── Supplied entries ──
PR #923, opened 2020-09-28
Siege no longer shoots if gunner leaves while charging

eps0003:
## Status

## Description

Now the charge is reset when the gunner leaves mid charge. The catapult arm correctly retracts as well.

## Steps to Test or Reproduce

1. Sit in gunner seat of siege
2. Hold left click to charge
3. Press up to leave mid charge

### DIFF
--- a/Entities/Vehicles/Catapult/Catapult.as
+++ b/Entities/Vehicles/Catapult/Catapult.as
───
## Task description
Repeat every line of the data precisely.

## Reply to the task
PR #923, opened 2020-09-28
Siege no longer shoots if gunner leaves while charging

eps0003:
## Status

## Description

Now the charge is reset when the gunner leaves mid charge. The catapult arm correctly retracts as well.

## Steps to Test or Reproduce

1. Sit in gunner seat of siege
2. Hold left click to charge
3. Press up to leave mid charge

### DIFF
--- a/Entities/Vehicles/Catapult/Catapult.as
+++ b/Entities/Vehicles/Catapult/Catapult.as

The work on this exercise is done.